PR #25613, opened 2020-06-15
DataLinks: Add internal links in table and allow custom query

aocenas:
- Adds support for internal links in table.
- Allow custom serialized query for internal link.

There are few issues with this but not sure how to fix short term.
### 1. Internal links are a bit simplistic
For Loki the config has single string input for the query but this is not enough to support any datasource. The main goal was to support links to Jaeger and Zipkin which it does but was a bit hardcoded.
In general the query is target data source specific and so the definition of the query should be in target specific way, something like providing a full query editor in the derived field config or something like that

### 2. The current API on of `getLinks` on dataFrame is not ideal imho.
There are 2 concepts
1. `DataLink` which defines the link from data point of view.
2. `LinkModel` which is the actual link data with interpolated values.

With internal links the distinction is even bigger. `DataLink` defines just the query and target data source. `LinkModel` says what the href is going to be and what happens onClick (which isn't the same thing, in Explore we open split view on click even though we have regular link with href).

So the `DataLinks` are driven by the data but not `LinkModel`. For correct `LinkModel` we need to know where we are as the actions could be application context specific (ie open split in Explore, maybe something else in dashboards).

### Next steps
In 7.2 we will probably need to refactor the way we handle links so it is more straight forward and the responsibilities are more clear in the code. In rough terms the process should be:
1. datasource supply dataframe with dataLinks
2. Explore/dashboard applies overrides to dataframe
3. Explore/dashboard creates and passes on getLinks context
4. visualisation passes dataFrame to getLinks to get final linkModel

As there isn't time for that in this release this will be merged as is and then worked on in 7.2


public/app/features/explore/TableContainer.tsx
```diff
@@ -38,12 +41,23 @@ export class TableContainer extends PureComponent<TableContainerProps> {
...
   render() {
-    const { loading, onCellFilterAdded, showingTable, tableResult, width } = this.props;
+    const { loading, onCellFilterAdded, showingTable, tableResult, width, splitOpen, range } = this.props;
 
     const height = this.getTableHeight();
     const tableWidth = width - config.theme.panelPadding * 2 - PANEL_BORDER;
     const hasTableResult = tableResult?.length;
 
+    if (hasTableResult) {
+      // Bit of code smell here. We need to add links here to the frame modifying the frame on every render.
```
aocenas, line 51: Result of the problem 2. Need access to redux and navigation for the links.

public/app/features/explore/state/actions.ts
```diff
@@ -706,24 +706,31 @@ export function splitOpen(options?: { datasourceUid: string; query: string }): T
...
-      //  query shape.
+      rightState.queries = [];
+      rightState.graphResult = undefined;
+      rightState.logsResult = undefined;
+      rightState.tableResult = undefined;
+      rightState.queryKeys = [];
+      urlState.queries = [];
+      rightState.urlState = urlState;
+
+      dispatch(splitOpenAction({ itemState: rightState }));
```
aocenas, line 718: This worked before but triggered few cycles of setting and resetting queries resulting in blinking of different query and sometimes race conditions.

public/app/features/explore/utils/links.ts
```diff
@@ -20,6 +20,10 @@ export function getFieldLinksForExplore(
   const data = getLinksFromLogsField(field, rowIndex);
   return data.map(d => {
     if (d.link.meta?.datasourceUid) {
+      // TODO: fix the ambiguity here
+      // This looks weird but in case meta.datasourceUid is set we save the query in url which will get
+      // interpolated into href
+      const parsedQuery = JSON.parse(d.linkModel.href);
```
aocenas, line 26: Problem 1. Probably could do this in a type safe way (at least a bit more typesafe) though not sure where such changes would ripple.

public/app/features/explore/utils/ResultProcessor.ts
```diff
@@ -69,6 +69,8 @@ export class ResultProcessor {
       return null;
     }
 
+    // We are going from dataframe to table model and back because of the merging which is done on tableModel at the
+    // moment.
```
torkelo, line 73: We actually merged a DataFrame merge transform yesterday! so now we can look at getting rid of this costly DataFrame -> Table -> DataFrame mess :)

torkelo (commented):
Sorry for late feedback, it's a lot to take in and this some complex stuff :) 

the internal/external types feel unnecessary somehow (maybe), can these internal links not be implemented using the onClick callback on DataLink? then there would be no need for this filtering

aocenas:
@torkelo 
The problem is inside the datasource where the DataLinks are created there is no information about what onClick should actually do or even what the url should be. To be able to do that it would have to know how explore urls look like or know how to open a split pane in explore.

So internal link is basically just the information of what datasource and what query should be opened but id does not know how to do that. Also "how" is context specific, like in explore we open new split onClick but in dashboard it will be just link to Explore without any special onClick behavior.

So the processing is different between those two types:
#### External link
1. Template is specified by the user or datasource
2. Template is interpolated, which needs the data values
3. LinkModel is created and can be used for an html link in the visualisation.
#### Interal link
1. Target datasource and query template is specified by user (DerivedFields in loki) or by datasource (x-ray link between trace list and single trace view)
2. Query template is interpolated which needs the data values (like the traceID from the list)
3. Based on application context, onClick functionality is added (in explore we open new split on click but still have <a> with href so it can be opened in separate tab. In dashboard there will be no onClick I assume just simple html <a>) and href is created (right now just explore url but to create it with proper params is something that is part of explore codebase and that can change)
4. LinkModel is created and can be used for an html link in the visualisation.

We may not need the onClick for the split function. At least internal feedback was that people rather open it in new tab anyway. But that would not take away the need to create the final href outside of the datasource and so we need to have different data model to pass the values from datasource to grafana. For example how to serialize explore href with query and all the state is not something that 3rd party datasource should try to duplicate as that would be pretty fragile.

Another thing I talked about with @dprokop is that we do not need to change the DataLink to add the type attribute. That would mean we do not need migration and the main purpose of that was to make type assertions easier but that is not strictly necessary.

So personally I do not see easier or nicer solution right now. In abstract terms the problem is that the information needed to create the final internal link is split between the datasource where the data link is defined and application itself where it will be presented. I do not see a way around that.

torkelo:
I see, thanks for the detail, sorry I could not join yesterday. 

> The problem is inside the datasource where the DataLinks are created there is no information about what onClick 

Understand that, the reason I proposed it was that you could add the onClick to the data links in the TableContainer in Explore, as with this solution you needed to that anyway. But that might make it more complicated.

> Another thing I talked about with @dprokop is that we do not need to change the DataLink to add the type attribute. That would mean we do not need migration and the main purpose of that was to make type assertions easier but that is not strictly necessary.

Good, I think the main issue I had with this was the added complexity of internal vs external checks and filtering if we can limit that a bit would be good.

dprokop:
@aocenas I've tried to come up with some other solution that would use onClick higher up in the link definition hierarchy. I was thinking that the `onClick` could be defined closer to the data source, with UI context provided. Unfortunately, we don't have a way to identify UI context in a generic way, and it feels like the complexity would be too high, especially with defining the basic behavior of simple hrefs that just do the redirect and allow opening in new tab. 

So, I think solution proposed in this PR should be fine. As discussed, I would just like to see if we can get around the DataLinkInternal/External interfaces in some way.

packages/grafana-data/src/field/fieldOverrides.ts
```diff
@@ -419,10 +412,22 @@ export const getLinksSupplier = (
       },
     };
 
-    info.href = replaceVariables(info.href, variables);
-    info.title = replaceVariables(info.title, variables);
-    info.href = locationUtil.processUrl(info.href);
+    if (link.internal) {
+      // For internal links at the moment only destination is Explore.
+      return mapInternalLinkToExplore(link, variables, {} as any, field);
```
aocenas, line 417: To support the internal links in dahboard table panel I needed to add it here. Find the general data flow of links confusing so personally don't think it should be done here as it isn't tied to overrides but not sure what would be a better place right now.

packages/grafana-data/src/types/dataLink.ts
```diff
@@ -28,16 +32,19 @@ export interface DataLink {
   // Not saved in JSON/DTO
   onClick?: (event: DataLinkClickEvent) => void;
 
-  // At the moment this is used for derived fields for metadata about internal linking.
-  meta?: {
-    datasourceUid?: string;
+  // If dataLink represents internal link this has to be filled. Internal link is defined as a query in a particular
+  // datas ource that we want to show to the user. Usually this results in a link to explore but can also lead to
+  // more custom onClick behaviour if needed.
+  internal?: {
```
aocenas, line 38: Change to the types since last commit. Removed 2 different types and just made the internal link attributes more type safe. At the same time though it's not ideal as you have to check for this and for functions taking DataLink you do not know if they will handle internal links properly.

packages/grafana-data/src/utils/dataLinks.ts
```diff
@@ -12,3 +17,80 @@ export const DataLinkBuiltInVars = {
   // name of the calculation represented by the value
   valueCalc: '__value.calc',
 };
+
+export function mapInternalLinkToExplore(
```
aocenas, line 21: I had to move this inside the grafana/data because otherwise there would be cyclic imports from the field overrides code.

packages/grafana-data/src/utils/url.ts
```diff
@@ -129,3 +131,24 @@ export const urlUtil = {
   appendQueryToUrl,
   getUrlSearchParams,
 };
+
+export function serializeStateToUrlParam(urlState: ExploreUrlState, compact?: boolean): string {
```
aocenas, line 135: Also this needed to be moved here because of cyclic imports.

public/app/features/explore/TableContainer.tsx
```diff
@@ -38,12 +41,23 @@ export class TableContainer extends PureComponent<TableContainerProps> {
...
+      // Should work fine in essence but still not the ideal way to pass props. In logs container we do this
+      // differently and sidestep this getLinks API on a dataframe
+      for (const field of tableResult.fields) {
+        field.getLinks = (config: ValueLinkConfig) => {
+          return getFieldLinksForExplore(field, config.valueRowIndex, splitOpen, range);
+        };
+      }
```
torkelo, line 58: Can't this be done in the explore ResultProcessor instead of in the render path?

packages/grafana-data/src/field/fieldOverrides.ts
torkelo: I think this could be added to ValueLinkConfig , so callers of getLinks can provide a custom handler for how internal links should be processed / evaluated

aocenas: The problem is how to get it there. This is called by the visualisation but I do not want the visualisation to know if it is inside the explore or dashboard or how to deal with the link. I think that should responsibility of the dashboard code or explore code. So I would have to pass it from there somehow anyway.

public/app/features/explore/TableContainer.tsx
aocenas: I need the splitOpen action and tbh I did not know how to get that in the ResultProcessor. I would like to move it a bit up to Explore component for example so it is done just once for both logs and table and this was done just because it would need more refactor. Also I actually still don't like that `field.getLinks` is used just to transfer this function around tbh I think this is a presentation concern not data concern so this feels iffy to me. Especially as I am mutating the dataFrame but otherwise I would need a structural copy, again to add a presentation info to it.

torkelo: > I need the splitOpen action and tbh I did not know how to get that in the ResultProcessor. 

I thin you can, ResultProcessor is called from a thunk action, all you need is to pass the dispatch function to the ResultProcessor and any dependant state .

aocenas: Well passing the dispatch function into a reducer seems kinda weird tbh. Not sure how much of an improvement that would be. Also I thought action payloads should be json serializable.

torkelo: ResultProcessor is not part of any reducer but an action. 

The code here modifying the links is a data mutation step so to me makes perfect sense to have that be part of the state & data processing and not the render path. 

We have no requirement that action or state payloads needs to be serializable

torkelo: but then again having onClick handlers assigned in the state processing is maybe equally bad in the opposite way

aocenas: Not sure if we are talking about the same thing, the processing is done here https://github.com/grafana/grafana/blob/7b7000c5bcb445dcf039d50ab4feed68842ef056/public/app/features/explore/state/reducers.ts#L550 so it is part of the reducer and it needs to get the dispatch from the action payload.

But yes in general I feel that onClick handler is directly associated with the presentation part ie Explore knowing what to do onClick (open a split window) so moving that to data processing still does not feel better.

I think ideally the getLinks should be decoupled from the dataFrame. As mentioned DataLinks should be part of the DataFrame but not LinkModel (which is what dataFrame.getLinks returns). So to me having a `getLinks(dataFrame, field, rowIndex)` function makes more sense than `dataFrame.getLinks`. Then we could just have custom linkContext to propagate that function around and so Explore will be wrapping the components with Explore specific implementation while Dashboard with something else. That would prevent having to drill down the props too deep while keeping those 2 concerns separate and there would be no need to modify the dataframe in the presentation layer.

packages/grafana-data/src/field/fieldOverrides.ts
```diff
@@ -419,10 +422,25 @@ export const getLinksSupplier = (
       },
     };
 
-    info.href = replaceVariables(info.href, variables);
-    info.title = replaceVariables(info.title, variables);
-    info.href = locationUtil.processUrl(info.href);
+    if (link.internal) {
```
aocenas, line 425: Main part that makes internal links work in dashboards

packages/grafana-data/src/types/explore.ts
```diff
@@ -0,0 +1,20 @@
+import { ExploreMode } from './datasource';
+import { RawTimeRange } from './time';
+import { LogsDedupStrategy } from './logs';
+
+export interface ExploreUrlState {
```
aocenas, line 5: Moved here from explore code to prevent import cycles

packages/grafana-data/src/utils/dataLinks.ts
```diff
@@ -12,3 +26,96 @@ export const DataLinkBuiltInVars = {
...
+}
+
+function interpolateQuery<T extends DataQuery = any>(
+  link: DataLink,
+  scopedVars: ScopedVars,
+  replaceVariables: InterpolateFunction
+): T {
+  let stringifiedQuery = '';
+  try {
+    stringifiedQuery = JSON.stringify(link.internal?.query || '');
```
aocenas, line 102: Not sure if this is the best way to interpolate variables inside random query object. One caveat is that this will replace it also in keys not only values.

packages/grafana-ui/src/components/Table/DefaultCell.tsx
```diff
@@ -20,7 +20,23 @@ export const DefaultCell: FC<TableCellProps> = props => {
     <div className={tableStyles.tableCell}>
       {link ? (
         <Tooltip content={link.title}>
-          <a href={link.href} target={link.target} title={link.title} className={tableStyles.tableCellLink}>
+          <a
```
aocenas, line 23: Needed so that in explore we can inject custom onClick behaviour to table.

packages/grafana-data/src/utils/dataLinks.ts
```diff
@@ -12,3 +26,96 @@ export const DataLinkBuiltInVars = {
   // name of the calculation represented by the value
   valueCalc: '__value.calc',
 };
+
+type Options = {
+  onClickFn?: (options: { datasourceUid: string; query: any }) => void;
+  replaceVariables: InterpolateFunction;
+  getDataSourceSettingsByUid: (uid: string) => DataSourceInstanceSettings | undefined;
```
aocenas, line 33: We need these 2 functions injected as we cannot import stuff from runtime here.

public/app/features/explore/TableContainer.tsx
torkelo: Ah, was sure ResultProcessor was part of the action before. 

> So to me having a getLinks(dataFrame, field, rowIndex) 

But how would we pass this function around? this is called by individual Cells in the table component. 

Your thinking Table component should have a getLinks prop so that caller can handle the DataLink -> LinkModel differently depending on where the Table is used and we pass this function all the way down to Cells? That could work. 

thoughts @dprokop ?

aocenas: > But how would we pass this function around? this is called by individual Cells in the table component.

> Your thinking Table component should have a getLinks prop so that caller can handle the DataLink -> LinkModel differently depending on where the Table is used and we pass this function all the way down to Cells? That could work.

Well I think something like a custom react context would be better so it does not need to be passed across too many levels of components but in essence yes it will be a separate dependency from the dataFrame.

So something like:
```jsx
// Explore.tsx
<GetLinksContextProvider value={(dataFrame, field, index) => { /* process links */}}>
  <Table data={dataFrame}/>
</GetLinksContextProvider>
```

```jsx
// Cell.tsx
// This can have some default fallback if nothing is supplied from parent so it does not crash in places where linking does not make sense
const getLinks = useGetLinksContext()
const links = getLinks(dataFrame, field, index) 
```

torkelo: nice, that looks very interesting / better

packages/grafana-data/src/types/data.ts
```diff
@@ -102,6 +103,8 @@ export interface Column {
   filterable?: boolean;
   unit?: string;
   custom?: Record<string, any>;
+  // To transfer data from dataFrame column
+  links?: DataLink[];
```
torkelo, line 107: this should no longer be needed

public/app/features/explore/TableContainer.tsx
dprokop: > So to me having a getLinks(dataFrame, field, rowIndex) function makes more sense than dataFrame.getLinks

I agree with this. Just thinking about the field variables would need to be calculated twice in this case for the field state and links separately. not sure tbh how big of a problem that is, maybe something we don't necessarily need to think too much about. I guess there won't be hundreds of thousands of fields in the data frames. I like the context idea too!

packages/grafana-data/src/types/data.ts
torkelo: as the table translation is no longer used for table in explore

aocenas: removed

aocenas:
@torkelo or @dprokop need an approve to merge this.

packages/grafana-data/src/field/fieldOverrides.test.ts
```diff
@@ -118,6 +118,7 @@ describe('applyFieldOverrides', () => {
           overrides: [],
         },
         replaceVariables: (value: any) => value,
+        getDataSourceSettingsByUid: undefined as any,
```
dprokop, line 121: I assume we are going to remove this in the refactor of `getLinks`?

aocenas: Yes, right now I do not see any easy way around this, but as we talked, this should be refactored into a (hopefully) more straightforward processing without the need to pass all these functions around.

packages/grafana-data/src/field/fieldOverrides.ts
dprokop: This part is to be refactored out from here too, right?

packages/grafana-data/src/types/explore.ts
dprokop: That's because of `mapInternalLinkToExplore` becoming part of grafana-data as for now?

dprokop, line 5:
```suggestion
/** @internal */
export interface ExploreUrlState {
```

packages/grafana-data/src/types/explore.ts
```diff
@@ -0,0 +1,20 @@
...
+  datasource: string;
+  queries: any[]; // Should be a DataQuery, but we're going to strip refIds, so typing makes less sense
+  mode: ExploreMode;
+  range: RawTimeRange;
+  ui: ExploreUIState;
+  originPanelId?: number;
+  context?: string;
+}
+
+export interface ExploreUIState {
```
dprokop, line 15:
```suggestion
/** @internal */
export interface ExploreUIState {
```

packages/grafana-data/src/utils/url.ts
dprokop: Can we be more explore-especific here in naming: `serializeStateToUrlParam` -> `serializeExploreStateToUrlParam`? I guess this will be brought back to core when we refactor.

dprokop (approved):
I think this looks good for now, loads of work @aocenas! Happy to see this happening to reveal the issues with the current links processing logic.

packages/grafana-data/src/types/explore.ts
aocenas: what does the internal mean?

torkelo (approved):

--- --- ---

§ **TASK STATEMENT**: Return exactly, and only, the lines from the start of the listing through the line with "### 1. Internal links are a bit simplistic".

§ **EXPECTED OUTPUT**:
PR #25613, opened 2020-06-15
DataLinks: Add internal links in table and allow custom query

aocenas:
- Adds support for internal links in table.
- Allow custom serialized query for internal link.

There are few issues with this but not sure how to fix short term.
### 1. Internal links are a bit simplistic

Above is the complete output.